Crutchfield is probably the most reliable place to buy from online that there is, period. Everything they sell is fully authorized, and their customer service is second to none. The only downside to them is they're normally expensive, about the same price as what you can find locally, except when they have a sale. Right now the 9833 is on a clearance sale to get ready for the 05 models, it costs as much from them now as it does on ebay, but it won't be more than a week or 2 before they run out and it's over. I can't emphasize enough how good of a retailer crutchfield is (except for their price), and how much better the Alpine is than what she has now. Do some reading, or have her or her parents do some research on crutchfield from places like www.caraudioforum.com, www.elitecaraudio.com, www.caraudio.com, etc. If you find ANY complaint (other than price) I will be extremely surprised.


----------



## jenns240 (May 17, 2004)

crutchfield is definitely better than bb or cc. i ordered my mom a cd player a couple years ago for xmas and a few months ago it was stolen and the insurance people said if we had the receipt they would cover the cost of a new. so i called up crutchfield and ill be damned they still had it on file and sent me a copy of the receipt the next day. try doing that at bb they will probably laugh in your face.


----------



## chimmike (Oct 17, 2002)

I pray for her. $300 for sony=she bent over


----------



## T200Sx (Jan 17, 2005)

chimmike said:


> I pray for her. $300 for sony=she bent over


  haha thats exactly what i told her, ill try and get her to go through crutchfield but since its already installed she'll just leave it in there, shit i figure the sony althought it blows will outlast the 98 cavalier its in


----------



## sr20dem0n (Mar 19, 2003)

T200Sx said:


> shit i figure the sony althought it blows will outlast the 98 cavalier its in


I wouldn't be so sure....


----------



## droppinbottom (Jun 30, 2003)

get rid of the sony. any local shop will beat crutchfield's price on the same equipment.

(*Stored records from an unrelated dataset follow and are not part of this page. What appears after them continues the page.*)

PR #526, opened 2020-08-28
daemon: add job status change event

FeelyChau:


packages/daemon/src/app/controller/base.ts
```diff
@@ -33,6 +33,9 @@ export class BaseEventController extends BaseController {
       logStream.on('error', err => {
         sse.emit('error', err.message);
       });
+      logStream.on('jobStatusChange', data => {
```
yorkie, line 36: This event name looks weird, the log shouldn't be related to the job.

packages/daemon/src/service/log-manager.ts
```diff
@@ -2,8 +2,15 @@ import { Transform, TransformCallback } from 'stream';
 import { open, close, write } from 'fs-extra';
 import { provide, scope, ScopeEnum } from 'midway';
 import { StringDecoder } from 'string_decoder';
-import { generateId } from '@pipcook/pipcook-core';
+import { generateId, PipelineStatus, PluginTypeI } from '@pipcook/pipcook-core';
 
+export type PipcookEventType = 'log' | 'jobStatusChange';
```
yorkie, line 7: I think in log-manager, we should define something more common instead of an event to be related to a job.

yorkie (changes requested):

packages/daemon/src/service/log-manager.ts
FeelyChau: Updated.

packages/daemon/src/app/controller/base.ts
FeelyChau: Updated.

FeelyChau:
Refactor the log-manager, may I ask you to review again please? @yorkie

packages/daemon/src/service/trace-manager.ts
```diff
@@ -1,19 +1,59 @@
...
+export interface JobStatusChangeEvent {
+  jobStatus: PipelineStatus;
+  step?: PluginTypeI;
+  stepAction?: 'start' | 'end';
+}
 /**
  * Log obejct for plugin installing and pipeline running.
  */
-export interface LogObject {
+export class Tracer {
```
yorkie, line 18: How about extends from EventEmitter?

packages/daemon/src/service/trace-manager.ts
```diff
@@ -1,19 +1,59 @@
...
+  emitter: EventEmitter;
+
+  constructor(fdOut: number, fdErr: number) {
+    this.id = generateId();
+    this.stdout = new LogPassthrough(fdOut);
+    this.stderr = new LogPassthrough(fdErr);
+    this.emitter = new EventEmitter();
+  }
+
+  listenLog(level: 'info' | 'warn', cb: (level: string, message: string) => void): Promise<void> {
```
yorkie, line 35: log might be a event

yorkie:
@FeelyChau The current implementation looks too complicated, may I ask you to have more improvements?

FeelyChau:
> @FeelyChau The current implementation looks too complicated, may I ask you to have more improvements?

Yep, I review the code and feel the same.
Working on it.

packages/daemon/src/service/trace-manager.ts
FeelyChau: I think it's not a good idea for parameter type checking.

FeelyChau:
> @FeelyChau The current implementation looks too complicated, may I ask you to have more improvements?

Done.

FeelyChau:
Bug found: #530

FeelyChau:
> Bug found: #530

Solved. It has nothing to do with this PR. Please review again please @yorkie , thanks!

packages/daemon/src/service/pipeline.ts
```diff
@@ -230,26 +238,34 @@ export class PipelineService {
       // ensure the model dir exists
       await fs.ensureDir(modelPath);
 
+      emitJobEvent(PipelineStatus.RUNNING, 'dataCollect', 'start');
       // run dataCollect to download dataset.
       await runnable.start(plugins.dataCollect.plugin, getParams(plugins.dataCollect.params, {
```
yorkie, line 243: Could you please wrap this function with start/end emits?

packages/daemon/src/service/trace-manager.ts
yorkie: Hmm, it's not related to parameter types, what I just call is to use `super()` instead of `this.emitter`.

packages/daemon/src/service/trace-manager.ts
```diff
@@ -0,0 +1,208 @@
...
+ * tracer for plugin installing and pipeline running.
+ */
+export class Tracer {
+  // log id
+  id: string;
+  // stdout stream for log pipe
+  private stdout: LogPassthrough;
+  // stderr stream for log pipe
+  private stderr: LogPassthrough;
+  // event emitter
```
yorkie, line 32: Please make a consistent style for comments.

packages/daemon/src/service/trace-manager.ts
```diff
@@ -0,0 +1,208 @@
...
+  private emitter: EventEmitter;
+
+  private opts?: LogOptions;
+  private fdOut: number;
+  private fdErr: number;
```
yorkie, line 37: What do the above fields mean?

packages/daemon/src/service/trace-manager.ts
```diff
@@ -0,0 +1,208 @@
...
+  constructor(opts?: LogOptions) {
+    this.id = generateId();
+    this.emitter = new EventEmitter();
+    this.opts = opts;
+  }
+
+  /**
+   * init loggers
+   */
+  async initLogger() {
```
yorkie, line 47: Could you please explain a bit the relationship between logger with trace?

packages/daemon/src/service/trace-manager.ts
```diff
@@ -0,0 +1,208 @@
...
+  }
+  /**
+   * get the loggers
+   */
+  getLogger(): { stdout: LogPassthrough; stderr: LogPassthrough } {
+    return { stdout: this.stdout, stderr: this.stderr };
+  }
+
+  /**
+   * listen event
```
yorkie, line 61: Also, explain what's the event in a trace object.

packages/daemon/src/service/trace-manager.ts
```diff
@@ -0,0 +1,208 @@
...
+    pipeLog('info', this.stdout);
+    pipeLog('warn', this.stdout);
+  }
+
+  /**
+   * emit event to client
+   * @param type event type
+   * @param data only JobStatusChangeEvent for now
+   */
+  emit(type: PipcookEventType, data: JobStatusChangeEvent) {
```
yorkie, line 89: Ok, I got you but here is there necessary to use type here?

yorkie:
Thank you @FeelyChau and please this PR tries to refactor the internal module, so we have to explain more details includes:

- the new class `Trace`.
- the improvement by this refactoring.

yorkie:
And BTW because we will have a stable release next week, so I'm -1 on landing this refactored change, is there possible to just support emiting these events out?

yorkie:
> And BTW because we will have a stable release next week, so I'm -1 on landing this refactored change, is there possible to just support emiting these events out?

Or we need almost full tests before landing this :)

packages/daemon/src/service/trace-manager.ts
FeelyChau: The `type` parameter is used for client to know what the data is.
So, the types of Type and data are bound, and we need to wrap them.

packages/daemon/src/service/trace-manager.ts
FeelyChau: That will expose `emit`/`on` method, IMO, the relationship between the EventEmitter and Tracer is one of inclusion rather than inheritance.
A `Tracer` object **HAS** an event channel, not **IS**, It also has the log stream.

packages/daemon/src/service/trace-manager.ts
FeelyChau: Updated, put the annotation on the class.

packages/daemon/src/service/trace-manager.ts
FeelyChau: Updated, put the annotation on the class.

packages/daemon/src/service/trace-manager.ts
FeelyChau: Done.

packages/daemon/src/service/trace-manager.ts
FeelyChau: Annotation added.

packages/daemon/src/service/trace-manager.ts
FeelyChau: Updated.

packages/daemon/src/service/pipeline.ts
FeelyChau: Done.

FeelyChau:
> And BTW because we will have a stable release next week, so I'm -1 on landing this refactored change, is there possible to just support emiting these events out?

Could we create version branches to avoid this problem?
We could create  branch 1.2-dev for bug fix and 1.3-dev for feature improvement.

packages/daemon/src/app/controller/base.ts
```diff
@@ -2,7 +2,10 @@ import { inject, Context } from 'midway';
 import { ObjectSchema } from 'joi';
 import * as HttpStatus from 'http-status';
 import { ServerSentEmitter } from '../../utils';
-import { LogManager } from '../../service/log-manager';
+import { TraceManager } from '../../service/trace-manager';
+import Debug from 'debug';
+
+const debug = Debug('base.controller');
```
yorkie, line 8: The name is too general, it's recommended to use the package name as a prefix.

packages/daemon/src/service/pipeline.ts
```diff
@@ -218,10 +218,24 @@ export class PipelineService {
...
       }
     };
-
+    const emitJobEvent = (jobStatus: PipelineStatus, step?: PluginTypeI, stepAction?: 'start' | 'end') => {
+      const jobEvent = new JobStatusChangeEvent(
+        jobStatus,
+        step,
+        stepAction
+      );
+      tracer.emit(jobEvent);
```
yorkie, line 227: In the JavaScript world, a emit function is more like to declare as: `emit(name, value)`.

packages/daemon/src/service/pipeline.ts
```diff
@@ -231,25 +245,25 @@ export class PipelineService {
       await fs.ensureDir(modelPath);
 
       // run dataCollect to download dataset.
-      await runnable.start(plugins.dataCollect.plugin, getParams(plugins.dataCollect.params, {
+      await run('dataCollect', plugins.dataCollect.plugin, getParams(plugins.dataCollect.params, {
```
yorkie, line 248: How about `run('dataCollect', ...args)`?

packages/daemon/src/service/trace-manager.ts
```diff
@@ -0,0 +1,250 @@
+import { Transform, TransformCallback } from 'stream';
+import { EventEmitter } from 'events';
+import { open, close, write } from 'fs-extra';
+import { provide, scope, ScopeEnum } from 'midway';
+import { StringDecoder } from 'string_decoder';
+import { generateId, PipelineStatus, PluginTypeI } from '@pipcook/pipcook-core';
+import Debug from 'debug';
+
+const debug = Debug('tracer');
```
yorkie, line 9:
```suggestion
const debug = Debug('daemon.service.tracer');
```

packages/daemon/src/service/trace-manager.ts
```diff
@@ -0,0 +1,250 @@
...
+
+export type PipcookEventType = 'log' | 'job_status';
```
yorkie, line 11:
```suggestion
export type TraceEventType = 'log' | 'job_status';
```

packages/daemon/src/service/trace-manager.ts
```diff
@@ -0,0 +1,250 @@
...
+
+/**
+ * base pipcook event, defined the fields `type` and `data`
+ */
+export class BasePipcookEvent {
```
yorkie, line 16:
```suggestion
export class TraceEvent {
```

yorkie: Maybe interface?

packages/daemon/src/service/trace-manager.ts
```diff
@@ -0,0 +1,250 @@
...
+  data?: any;
+  constructor(public type: PipcookEventType) {}
+}
+
+/**
+ * pipcook event data type for job status change
+ */
+export class JobStatusChangeEvent extends BasePipcookEvent {
```
yorkie, line 24: Could this be defined at JobController?

packages/daemon/src/service/trace-manager.ts
```diff
@@ -0,0 +1,250 @@
...
+    stepAction?: 'start' | 'end';
+    queueLength?: number;
+  };
+  constructor(jobStatus: PipelineStatus, step?: PluginTypeI, stepAction?: 'start' | 'end', queueLength?: number) {
+    super('job_status');
+    this.data = { jobStatus, step, stepAction, queueLength };
+  }
+}
+
+export type LogLevel = 'info' | 'warn' | 'error';
```
yorkie, line 37:
```suggestion
type LogLevel = 'info' | 'warn' | 'error';
```

It's used in this file only.

packages/daemon/src/service/trace-manager.ts
```diff
@@ -0,0 +1,250 @@
...
+  };
+  constructor(level: LogLevel, data: string) {
+    super('log');
+    this.data = { level, data };
+  }
+}
+
+export type PipecookEvent = JobStatusChangeEvent | LogEvent;
+/**
+ * tracer for plugin installing and pipeline running.
```
yorkie, line 54: I think this should be more general.

packages/daemon/src/service/trace-manager.ts
```diff
@@ -0,0 +1,250 @@
...
+ * it has 2 parts: logger and event handler:
+ * logger:
```
yorkie, line 56: Ditto, shall we implement the log parts based on the event?

packages/daemon/src/service/trace-manager.ts
```diff
@@ -0,0 +1,250 @@
...
+ * event handler:
+ * pipe the pipcook event to clients
+ */
+export class Tracer {
+  // trace id
+  id: string;
+  // stdout stream for log pipe
+  private stdout: LogPassthrough;
+  // stderr stream for log pipe
+  private stderr: LogPassthrough;
```
yorkie, line 67: Ditto, in a `Trace` object, maintain `stdout` and `stderr` looks weird a bit, extending or registration would be more reasonable.

packages/daemon/src/service/trace-manager.ts
yorkie: I have commented some, and the logger should be a module(class) based on the Trace.

packages/daemon/src/service/trace-manager.ts
```diff
@@ -0,0 +1,250 @@
...
+  async initLogger() {
+    this.fdOut = this.opts?.stdoutFile ? await open(this.opts?.stdoutFile, 'w+') : -1;
+    this.fdErr = this.opts?.stderrFile ? await open(this.opts?.stderrFile, 'w+') : -1;
+    this.stdout = new LogPassthrough(this.fdOut);
+    this.stderr = new LogPassthrough(this.fdErr);
+  }
+  /**
+   * get the loggers
+   */
+  getLogger(): { stdout: LogPassthrough; stderr: LogPassthrough } {
```
yorkie, line 94: Ditto.

yorkie:
@FeelyChau I think a tracer is more like a connector, which connects to a target object and dispatches some events to clients, for example, someone wants to track the plugin installing logs:

- the related logs might be some trace-able objects, which the tracer will connect to them.
- the tracer object maintains the connections to their clients(from controllers), and dispatch events to them.
- there is a trace-able object called `stdout`, which emits a `data` event, the tracer should promise this event could be sent to clients.

For JobStatusChange, it's similar to the above, we should define a trace-able object for `JobModel`, and dispatch events to clients.

yorkie:
With the above design, the `Trace` could be extended to listen to the other objects in an easy way.

yorkie:
Moreover, we need to add unit tests for `Trace`, too.

packages/daemon/src/service/trace-manager.ts
FeelyChau: Event could't be buffed, if that, we need to implement the event buffer.

packages/daemon/src/service/trace-manager.ts
FeelyChau: I think we should move them out finally, like the `JobResp`/`TraceResp`, because the sdk depends on them too.

packages/daemon/src/service/trace-manager.ts
FeelyChau: Sorry, I doesn't get it. What you mean `the logger should be a module(class) based on the Trace`? In the current implementation, the loggers are part of the tracer.

packages/daemon/src/app/controller/base.ts
FeelyChau: How about `daemon.base-controller`?

packages/daemon/src/service/pipeline.ts
FeelyChau: Or `push`?

packages/daemon/src/service/pipeline.ts
FeelyChau: What's the `args`? If you mean the args of the function `startJob`, it's not correct for function `run`.

packages/daemon/src/service/trace-manager.ts
FeelyChau: Interface will make us to define `type` in every child class.

> Moreover, we need to add unit tests for `Trace`, too.

Tests has been added for tracer and trace manager.

FeelyChau:
> Moreover, we need to add unit tests for `Trace`, too.

Tests has been added for tracer and trace manager.

packages/daemon/src/app/controller/base.ts
```diff
@@ -2,7 +2,10 @@ import { inject, Context } from 'midway';
 import { ObjectSchema } from 'joi';
 import * as HttpStatus from 'http-status';
 import { ServerSentEmitter } from '../../utils';
-import { LogManager } from '../../service/log-manager';
+import { TraceManager } from '../../service/trace-manager';
+import Debug from 'debug';
+
+const debug = Debug('daemon.base-controller');
```
yorkie, line 8: daemon.controller.base

packages/daemon/src/service/pipeline.ts
yorkie: But here should use `emit`, may I ask you to tweak this?

packages/daemon/src/service/pipeline.ts
yorkie:
```js
await run('dataCollect', getParams(plugins.dataCollect.params, { ... });
```

packages/daemon/src/service/trace-manager.ts
```diff
@@ -0,0 +1,251 @@
...
+    level: LogLevel;
+    data: string;
+  };
+  constructor(level: LogLevel, data: string) {
+    super('log');
+    this.data = { level, data };
+  }
+}
+
+export type PipecookEvent = JobStatusChangeEvent | LogEvent;
```
yorkie, line 52: 1. typo: `PipecookEvent` -> `PipcookEvent`
2. I don't think `PipcookEvent` is correct, they're used in daemon only.

packages/daemon/src/service/trace-manager.ts
yorkie: Why not moving this to LogEvent?

packages/daemon/src/service/trace-manager.ts
FeelyChau: SDK will use it too.

yorkie:
@FeelyChau I still found the log-related fields are defined in Tracer class, which should be moved to LogEvent or other log-related classes.

packages/daemon/src/service/trace-manager.ts
FeelyChau: LogEvent is a event entity, how could it handle the stream?

packages/daemon/src/service/pipeline.ts
FeelyChau: But the two parameters are binding, as we discussed above, we should depend on the typings to make it right.

yorkie: Just add an event type for the first argument.

packages/daemon/src/service/trace-manager.ts
```diff
@@ -0,0 +1,251 @@
...
+    level: LogLevel;
+    data: string;
+  };
+  constructor(level: LogLevel, data: string) {
+    super('log');
+    this.data = { level, data };
+  }
+}
+
+export type PipcookEvent = JobStatusChangeEvent | LogEvent;
```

id recommend: kenwood, alpine, clarion, or pioneer


----------



## sr20dem0n (Mar 19, 2003)

droppinbottom said:


> get rid of the sony. any local shop will beat crutchfield's price on the same equipment.
> 
> id recommend: kenwood, alpine, clarion, or pioneer



I'd love to see you find a local shop that will match crutchfield's $300 price for the 9833, that's a $150 drop from the normal selling price. On other units you would be right, but when I say this is the best price you can find for the 9833, and that it is easily the best unit you're going to find for the price, I'm not joking. Just look on ebay, completely unauthorized the best price you can find is around $280, while 90% of them are $300-$310 plus shipping. When you add in the free wiring harness and mounting kit that you get when you buy a headunit from crutchfield, the price is unbeatable even by the cheapest unauthorized sellers on ebay. I'm also not joking when I say this sale WILL be over in 2 weeks or so, if not sooner.


----------



## generation3 (Jan 16, 2005)

Check the back of the reciept for return policy. If she bought it from BB and had them install it then I'd say you can take it back if not tell her to bitch at them and they might give her credit and then get an Alpine or Pioneer from BB.


----------



## droppinbottom (Jun 30, 2003)

sr20dem0n said:


> I'd love to see you find a local shop that will match crutchfield's $300 price for the 9833, that's a $150 drop from the normal selling price. On other units you would be right, but when I say this is the best price you can find for the 9833, and that it is easily the best unit you're going to find for the price, I'm not joking. Just look on ebay, completely unauthorized the best price you can find is around $280, while 90% of them are $300-$310 plus shipping. When you add in the free wiring harness and mounting kit that you get when you buy a headunit from crutchfield, the price is unbeatable even by the cheapest unauthorized sellers on ebay. I'm also not joking when I say this sale WILL be over in 2 weeks or so, if not sooner.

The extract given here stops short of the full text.